That is why airplane pilots are tested for drugs and certain states require hospital workers to get the flu vaccination, Reiss said. If reasonable accommodations cannot be made for someone who is legally exempt from vaccinations to safely work for a business — such as working from home or wearing extra protective equipment — the employer has a right to terminate the employee.

“Accommodating doesn’t mean you treat everyone the same,” said Reiss, giving the example of someone who is unable to wear a mask in a grocery store. “You can bring groceries outside to someone rather than allowing them in the store without a mask.”

A growing minority

The pandemic has sparked a newfound interest in vaccination legislation among some legislators, some of whom also pushed back against mask mandates and other prevention strategies.

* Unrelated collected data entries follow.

PR #1790, opened 2025-10-18
fix: diff_lms_batch_from_erpnext_batch

mahsem:
rename Batch to LMS Batch to diff from erpnext (ability to translate to other languages)

### DIFF
--- a/frontend/src/components/Modals/Event.vue
+++ b/frontend/src/components/Modals/Event.vue
@@ -29,7 +29,7 @@
 								</span>
 							</div>
 						</Tooltip>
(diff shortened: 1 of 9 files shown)


pateljannat:
@mahsem The doctype is already named LMS Batch. But we don't want to show LMS Batch on the frontend too, as it's not user-friendly. Also, the context of the page is enough to differentiate it from ERPNext.

mahsem:
@pateljannat yes but Batch in LMS has different meaning from Batch in Erpnext and will overwrite translation for erpnext
Same case as in [State](https://github.com/frappe/lms/pull/1614)
Add context ?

“There is a small but loud group of people who are against vaccination in any way, shape or form,” said Kylie Hall, a project manager at the North Dakota State University Center for Immunization Research and Education, who is working with the North Dakota Health Department on coronavirus vaccinations and operations.

There is a small but loud group of people who are against vaccination in any way, shape or form.

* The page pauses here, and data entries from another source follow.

PR #1797, opened 2025-10-21
feat: implement quiz navigation with answer persistence

### LINKED ISSUE #1333: Allow User to Go Back to Previous Question in Quiz
For quizzes (Especially timed quizzes), it will be useful to have an option to go to previous questions so that users can edit previously submitted answers. This will allow the user to skim through and attempt easier problems first and then attempt tougher problems later if there is time left.

Image

The current architecture calls an API to check if the answer is correct after every question, hence it will not be compatible if we allow users to go back, since users can check network calls to figure out the answers.

@pateljannat 
Need your opinion and ideas regarding this feature.

Kunal-debug-png:
Fixes #1333 
@pateljannat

“That group of people is small, but with Covid-19, we’ve also seen a movement of people who don’t believe that the virus is real or don’t believe that masks work or are dangerous and don’t believe the tried-and-true science behind the recommendations,” Hall said. “A subset of these people are latching onto this small subset that oppose all vaccinations, and, though still a minority, that movement is pulling in more people than we would usually have with just the people who are against vaccines.”

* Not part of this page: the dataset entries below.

PR #1814, opened 2025-10-29
fix: use file_url instead of file_name

rehanrehman389:


rehanrehman389:
@pateljannat Hi, I’m assuming all the resumes that were uploaded are public.

pateljannat:
@rehanrehman389 make them private through the same patch, and also make sure they are linked to the LMS Job Application Document. Also, the document should then be shared with the job poster so they have access to the resume

rehanrehman389:
> Also, the document should then be shared with the job poster so they have access to the resume

@pateljannat Currently, the job poster acts as a Website User, so we cannot directly share the document with them.

image

rehanrehman389:
> Also, the document should then be shared with the job poster so they have access to the resume

Currently, the LMS Student role has read access to the LMS Job Application, so everyone with this role can access the resume.
So, I changed the "Only If Creator" checkbox.

PR #1816, opened 2025-10-31
improve: robust parsing of scorm_package (string to dict) in upsert_chapter

anupamvs:
- Add JSON parsing for string scorm_package inputs
- Try frappe.parse_json() first, fallback to json.loads()
- Improves robustness when scorm_package is passed as string


pateljannat:
Don't think this functionality is breaking currently. Closing this PR

PR #1866, opened 2025-11-28
fix: open dialog directly to create quiz and assignment

muhamiyan:
Bismillah, should be to create a new quiz or new assignment via the add button.

Feature of [**Quiz**](https://github.com/frappe/lms/pull/944) and [**Assignment**](https://github.com/frappe/lms/pull/1223) in courses provides the API endpoints [/lms/quizzes/new](https://github.com/pateljannat/lms/blob/d18a6f6e73fe898fda9bdf6f228fdbbfd162f692/frontend/src/pages/QuizCreation.vue) and [/lms/assignments/new](https://github.com/pateljannat/lms/blob/eeb7fb1f78f5b76b2063c41f51d9147fdcf288c0/frontend/src/pages/AssignmentForm.vue) so it worked fine, but this **no longer works** on the latest version of the LMS.


pateljannat:
@muhamiyan This fix redirects the users to the list, but since the intention is to create a new quiz or assignment, they still need to click on the Create button. Can we send a query param from the redirectToForm function, such that if this parameter is present then we show the creation dialog directly?

muhamiyan:
thanks @pateljannat, showing the creation dialog is better, I will fix it.

muhamiyan:
Please to review, thanks @pateljannat

frontend/src/pages/QuizForm.vue
```diff
@@ -39,11 +39,37 @@
...
+		v-model="showNewQuizModal"
+		:options="{
+			title: __('Create a Quiz'),
+			size: 'sm',
+			actions: [
+				{
+					label: __('Save'),
+					variant: 'solid',
+					onClick({ close }) {
+						saveQuizCreation(close)
```
pateljannat: We don't need this here, just opening the modal from the list is enough

pateljannat (changes requested):

frontend/src/pages/QuizForm.vue
muhamiyan: Ok, thanks @pateljannat

PR #1895, opened 2025-12-10
feat: Full Text Search

pateljannat:
https://github.com/user-attachments/assets/b5e58418-8bce-412b-9382-d4698794b5b3


rehanrehman389:
@pateljannat, the video is not proper, can you re-upload if possible?

Issue #1896, opened 2025-12-10
Unable to create LMS Certificate


namanagrawaldev:
**Describe the bug**

Unable to create LMS Certificate

**To Reproduce**

1. Go to LMS Certificate and create one certificate, it throws error while creating certificate.

**Expected behavior**
It should create certificate

**Screenshots**

<img width="1920" height="1080" alt="Image" src="https://github.com/user-attachments/assets/69a071f1-1a08-4991-ace1-c8c97c9bd897" />

namanagrawaldev:
@pateljannat its on latest main branch

KerollesFathy:
Hi @namanagrawaldev, what about frappe version?

namanagrawaldev:
frappe is on latest version with commit id 937f38d

<img width="1743" height="383" alt="Image" src="https://github.com/user-attachments/assets/0c3e288d-9110-42d2-8325-d5baeb7ad5e6" />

Republican state Rep. Jeff Hoverson was among a group of North Dakota legislators who consulted with the Informed Consent Action Network, an anti-vaccination organization, when they drafted and defended six vaccination-related bills, all which were defeated in early February. Three of the bills addressed businesses’ right to mandate vaccinations, either among employees or patrons.

“I believe that the virus is real, but my concerns get back down to the government mandating things. Masks, lockdown and vaccines are particularly troublesome from my perspective,” Hoverson said. He also said he is worried that businesses such as airlines will require mandatory vaccinations, although no airline so far has said it will.

Hall said it is premature to introduce legislation that would prevent employers or businesses from mandating vaccinations before there are enough vaccine doses to go around and before companies have implemented such mandates for patrons.

She said she also worries that misinformation that inaccurately suggests that vaccines are unsafe is driving legislation that would limit vaccination mandates and may deter people from getting vaccinated.

Some want stronger vaccination enforcement

Other legislation has addressed the potential for states to mandate vaccinations, although such enforcement would be a long shot.

A bill introduced by New York Assembly member Linda B. Rosenthal would allow the State Health Department to enforce vaccinations among healthy adults if the vaccination rate is not high enough to create enough immunity. The bill does not, however, propose a penalty for noncompliance. (Bills in Alabama, Florida, Tennessee and Wisconsin, on the other hand, would make it illegal for their state health departments to enforce coronavirus vaccination mandates.)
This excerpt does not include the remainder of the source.